In Brooklyn, she finds her feet and falls in love. But when her older sister dies, she must return to Enniscorthy. Her Italian-American boyfriend fears that she will not return, and persuades her to marry him. His premonition is spot-on. The return throws Eilis into confusion. Her mother is now alone. She has an Irish suitor. Home is home. Brooklyn seems a long way away. Will she return? Won’t she? I have said too much already. But if the ingredients sound unremarkable, everything about the telling — the pacing, the lucidity, the balance between compassion and restraint — is consummate.

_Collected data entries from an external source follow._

PR #465, opened 2021-01-22
replace blacklist with blocklist

Geezus42:
Change to more positive terminology.

- [ ] I have tested my proposed changes, and have included unit tests where possible.
- [ ] I have squashed any insignificant commits. ([`git rebase`](http://gitready.com/advanced/2009/02/10/squashing-commits-with-rebase.html))

---
Replace the term blacklist with blocklist.

*A detailed description (such as a changelog) and screenshots (if necessary) of the implemented fix*

*A detailed list of any necessary changes*

---

### DIFF
--- a/docs/ftldns/regex/overview.md
+++ b/docs/ftldns/regex/overview.md
@@ -5,11 +5,11 @@ Our implementation is light and fast as each domain is only checked once for a m
 
 ## Hierarchy of regex filters in *FTL*DNS
 
-*FTL*DNS uses a specific hierarchy to ensure regex filters work as you expect them to. Whitelisting always has priority over blacklisting.
+*FTL*DNS uses a specific hierarchy to ensure regex filters work as you expect them to. Whitelisting always has priority over blocklisting.
 There are two locations where regex filters are important:
 
 1. On loading the blocking domains form the `gravity` database table, *FTL*DNS skips not only exactly whitelisted domains but also those that match enabled whitelist regex filters.
-2. When a queried domain matches a blacklist regex filter, the query will *not* be blocked if the domain *also* matches an exact or a regex whitelist entry.
+2. When a queried domain matches a blocklist regex filter, the query will *not* be blocked if the domain *also* matches an exact or a regex whitelist entry.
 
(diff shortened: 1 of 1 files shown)


yubiuser:
It's still called `blacklist` in Pi-hole. I think the documentation should reflect the identifiers used within the program. You also missed a lot of places within the documentation.

I think as long as Pi-hole uses `backlist/whitelist`, this PR should not be merged. If Pi-hole changes the terminology, the documentation should then follow.

Geezus42:
You make a good point and I think it should be changed everywhere. This was just a quick submission as I was reading some documentation. I will try to be more comprehensive when I have some spare time to do so. I do however think at this point most people will know the terms are interchangeable and there is only a single letter difference, so I don't think it would truly affect people's understanding.

PromoFaux:
https://github.com/pi-hole/docs/tree/release/v6.0

dschaper:
> so I don't think it would truly affect people's understanding.

It will. Our users speak many different languages and changing the documentation so that it's out of sync with the actual web interface will cause us increased support loads that we just can't handle right now.

DL6ER:
I agree with what has been said. However, this will mean that *a lot* of stuff breaks. Renaming on the front end only would be a mere band-aid fix, if we were to rename some things, this would have to be done everywhere. Items changing in the database and API **will** break user scripts, etc.

You're not the first one to suggest such a change. We've had a lot of discussions about this topic. They all came up after the (entirely unrelated) black-life-matters debate in the United States appeared. We're also had a few valued comments from actually black people that said: "I don't care about this change. It's the white people that think they know what the best is for the black that concerns me.". You can find these discussions on discourse.pi-hole.net

May your motivation have been removing explicitly `black` or not, you said

> Change to more positive terminology

I, personally, don't see block being any more positive than black.

But as @PromoFaux already mentioned, we're currently designing a new API and redesign how the most natural feeling of interacting with the Pi-hole is. And we're going to change from `black-/whitelist` to (probably) `denied and allowed domains`. This is going on for some longer time, and was decided even longer ago than when the black-life-matters debate started.

PR #490, opened 2021-04-03
Add scroll-up and dark mode to documentation

DL6ER:

- [X] I have read and understood the [contributors guide](https://github.com/pi-hole/pi-hole/blob/master/CONTRIBUTING.md).
- [X] I have checked that [another pull request](https://github.com/pi-hole/FTL/pulls) for this purpose does not exist.
- [X] I have considered, and confirmed that this submission will be valuable to others.
- [X] I accept that this submission may not be used, and the pull request closed at the will of the maintainer.
- [X] I give this submission freely, and claim no ownership to its content.

**How familiar are you with the codebase?:** 

## 10

---

- Show back-to-top button when the user, after scrolling down, starts to scroll up again. It's rendered in the lower right corner of the view port.
  Screenshot_2021-04-03 Overview of Pi-hole - Pi-hole documentation

- Add dark mode switch (check out the lightbulb in the header)
  Screenshot_2021-04-03 Configuration - Pi-hole documentation
  Screenshot_2021-04-03 Configuration - Pi-hole documentation(1)

For proper color support we need CSS variables, however, I think they are safe to use concerning [browser support](https://caniuse.com/css-variables) (we don't want to support IE IIRC).

### DIFF
--- a/docs/extra.css
+++ b/docs/extra.css
@@ -1,8 +1,3 @@
-body,
-input {
-    color: #000;
-}
-
 .md-nav {
     font-size: 14px;
     line-height: 1.4;
@@ -16,9 +11,17 @@ input {
 .md-typeset code,
 .md-typeset pre {
     white-space: pre-wrap;
-    color: #532ba8;
+    color: var(--code-color);
 }
 
 .text-center {
     text-align: center !important;
+}
+
+[data-md-color-scheme="default"] {
+    --code-color: #532ba8;
+}
+
+[data-md-color-scheme="slate"] {
+    --code-color: #a47df8;
 }
--- a/docs/extra.css
+++ b/docs/extra.css
@@ -18,10 +18,20 @@
     text-align: center !important;
 }
 
+.md-typeset table:not([class]) th {
+    color: var(--table-foreground);
+    background-color: var(--table-background);
+}
+
 [data-md-color-scheme="default"] {
     --code-color: #532ba8;
+    --table-foreground: var(--md-default-bg-color); /* table header backgrounds */
+    --table-background: var(--md-default-fg-color--light); /* table header (text) */
 }
 
 [data-md-color-scheme="slate"] {
     --code-color: #a47df8;
+    --md-typeset-a-color: #7c90ff; /* links */
+    --table-foreground: #a3acdf; /* table header (text) */
+    --table-background: #272e53; /* table header backgrounds */
 }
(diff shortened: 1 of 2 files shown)


XhmikosR:
FYI https://github.com/squidfunk/mkdocs-material/commit/5c080a0e274b5ffbd4be6b07c8a5bb8a9789fea4

Not sure if you need to adapt your patch too.

DL6ER:
@XhmikosR Thanks for the pointer but I don't think this applies here. I do actually think automatic activation of the dark mode theme when the user's browser is set to favor dark mode websites is a desirable feature. This also seems to be [the right way](https://developer.mozilla.org/en-US/docs/Web/CSS/@media/prefers-color-scheme) to do this, so no change is needed here.

XhmikosR:
I'm not sure if this is needed is all I mean. Because judging from https://squidfunk.github.io/mkdocs-material/getting-started/, it seems the switch is there and works fine the same way as your branch, so it's probably unneeded?

Anyway, I just thought I'd let you know :)

DL6ER:
No, this does not seem to be the case.

The theme pops up light even when Firefox is set to favor dark mode (see also Firefox's theme itself):
Screenshot from 2021-04-04 14-28-27

Other pages (like StackOverflow) come up in dark as well by default. Firefox's settings tab, etc. are in dark mode as well.
Screenshot from 2021-04-04 14-33-46

---

When switching to dark mode on the `mkdocs-material` page, the following is created in local storage:
Screenshot from 2021-04-04 14-35-55

When I delete this and reload, I'm again at the light style and the following is added to local storage:
Screenshot from 2021-04-04 14-38-08

When I change to dark mode, the content is immediately changed as above. When I delete and reload, I, again, end up with a light theme.

---

In contrast, the preview of this PR always loads in dark for me. Even when I remove the local storage and reload, I get again the dark mode - which is the desired behavior:
Screenshot from 2021-04-04 14-42-20

XhmikosR:
Ah, I see, you want to to auto-apply dark mode. In that case, you solution is correct. 👍

PromoFaux:
Are we able to tweak the dark mode? Links are a bit nearly-invisible (to my eyes)

image

DL6ER:
@PromoFaux Sure, currently, it is the default `slate` theme (which is the only dark one included by default). We can do it just similar to how I did it for the code-segments:

https://github.com/pi-hole/docs/pull/490/files#diff-90722f24642c490256577fd2d4ac2c8aacc389ef0a90e470fb65a2d6665f49d2

PromoFaux:
imagine it's something to do with this, no? https://github.com/pi-hole/docs/pull/490/files#diff-98d0f806abc9af24e6a7c545d3d77e8f9ad57643e27211d7a7b896113e420ed2R34-R35

PromoFaux (approved):

PR #543, opened 2021-07-25
Update package.json scripts

XhmikosR:
* remove `build` from `linkinator` script
* switch to using `--verbosity` for linkinator

Signed-off-by: XhmikosR <xhmikosr@gmail.com>

---

### DIFF
--- a/package.json
+++ b/package.json
@@ -18,7 +18,7 @@
   "scripts": {
     "build": "mkdocs build --clean",
     "markdownlint": "markdownlint-cli2 \"**/*.md\" \"!**/node_modules/**\"",
-    "linkinator": "npm run build && linkinator site --recurse --silent --skip \"^(?!http://localhost)\"",
+    "linkinator": "linkinator site --recurse --verbosity error --skip \"^(?!http://localhost)\"",
     "test": "npm run markdownlint && npm run linkinator"
   },
   "devDependencies": {


DL6ER:
I disagree with the first point

> * remove `build` from `linkinator` script

We've added this after two or three cases where users ran `npm test` without any issues because they forgot to run `build` as a separate step. However, the CI reported errors and the initial confusion was there. To me - because the `linkinator` test is not meaningful without a preceding build - this is a logical addition.

XhmikosR:
This is useless because `npm t` will fail if the build folder isn't present and 2, the build script runs needlessly twice on CI.

XhmikosR:
Proof FYI:

```
C:\Users\xmr\Desktop\docs>npm t

> docs@1.0.0 test C:\Users\xmr\Desktop\docs
> npm run markdownlint && npm run linkinator


> docs@1.0.0 markdownlint C:\Users\xmr\Desktop\docs
> markdownlint-cli2 "**/*.md" "!**/node_modules/**"

markdownlint-cli2 v0.1.3 (markdownlint v0.23.1)
Finding: **/*.md !**/node_modules/**
Linting: 73 file(s)
Summary: 0 error(s)

> docs@1.0.0 linkinator C:\Users\xmr\Desktop\docs
> linkinator site --recurse --silent --skip "^(?!http://localhost)"

🏊‍♂️ crawling site
Error: The provided glob "site" returned 0 results. The current working directory is "C:\Users\xmr\Desktop\docs".
    at Object.processOptions (C:\Users\xmr\Desktop\docs\node_modules\linkinator\build\src\options.js:59:23)
    at async LinkChecker.check (C:\Users\xmr\Desktop\docs\node_modules\linkinator\build\src\index.js:32:25)
    at async main (C:\Users\xmr\Desktop\docs\node_modules\linkinator\build\src\cli.js:162:20)
npm ERR! code ELIFECYCLE
npm ERR! errno 1
```

XhmikosR:
If you insist on having it there, I could probably refactor the scripts and update the CI script. But it's not that hard for people to obviously build the site beforehand...

DL6ER:
Yes, but if it has been built before the test would be running on an outdated version.

dschaper:
It may not be hard, but remember, we need to make the barrier to entry to be as absolutely low as possible. If we have to wait longer for CI to run then that's the cost of how we operate.

People editing these docs and files likely have not ever used any of these tools before and may be using the GitHub interface to make their edits. 

I understand the desire to have a lean and mean build process but I think we need to error on the side of caution and be mindful of who our submitters may be.

XhmikosR:
I'll refactor the scripts later and add a `start` and a `dev` script which will watch for changes and should simplify the whole process.

XhmikosR:
So, this is a lot trickier than I thought :/

`mkdocs serve` doesn't right the files to the disk (my guess is so that it's faster when developing) so we can't use it, but we should use it.

The other solution would be to have a watch script which would call the `npm test` script after the `mkdocs build` but this is definitely a worse developing behavior since it's a lot slower.

Another solution would be to have the build script as a `pretest` script; this would automatically build when one runs `npm test`.

Let me know your thoughts.

dschaper:
Thank you for taking a look at it and working on it.

I think the `pretest` step would solve the issues, DL would need to confirm that works for him as well. If we properly document that `npm test` is the step that needs to be done then I think we would cover the cases we need to cover.

DL6ER:
> Another solution would be to have the build script as a pretest script; this would automatically build when one runs npm test.

So what would be the difference in the end?

XhmikosR:
That the linkinator script won't affect the build and only the `npm test` script will have build automatically run when it runs.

This is a story that has no villains. In fact, the amount of kindness, respect and even love Eilis inspires, without seeming to do anything special to deserve it, is touching. She is simply a good and intelligent person, and we, like those who come into contact with her, can’t seem to help having her best interests at heart. Eilis is perceptive. She is good at sensing motives, even in alien circumstances. And she is firm in her sense of herself, her autonomy, her capabilities and limits. But she is also malleable. The two qualities go together: she is perceptive enough to be sympathetic to what others want from her. When, for instance, her mother and sister arrange the move to Brooklyn, with the help of an Irish priest based there, she quickly grasps the implications: her bright and fetching sister, Rose, will have to stay at home with their mother, forgoing marriage. Her mother, too, will miss her — it surprises her to realise how much.
But Eilis also understands that the decision has been made for her in full consciousness of its repercussions; thus the only decent thing she can do is proceed with enthusiasm, however feigned.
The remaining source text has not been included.